# EXERCISE REQUIREMENTS
In the data below, find every line with the word "expressions" and copy it out.

*** Begin section ***

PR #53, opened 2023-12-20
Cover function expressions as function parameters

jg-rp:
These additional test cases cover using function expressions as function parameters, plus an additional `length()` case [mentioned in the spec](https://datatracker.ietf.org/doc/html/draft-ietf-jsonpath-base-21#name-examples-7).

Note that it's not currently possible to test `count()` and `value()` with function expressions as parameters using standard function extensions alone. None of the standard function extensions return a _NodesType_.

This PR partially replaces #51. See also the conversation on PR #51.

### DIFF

*** End section ***

# RESPONSE BELOW
Cover function expressions as function parameters
These additional test cases cover using function expressions as function parameters, plus an additional `length()` case [mentioned in the spec](https://datatracker.ietf.org/doc/html/draft-ietf-jsonpath-base-21#name-examples-7).
Note that it's not currently possible to test `count()` and `value()` with function expressions as parameters using standard function extensions alone. None of the standard function extensions return a _NodesType_.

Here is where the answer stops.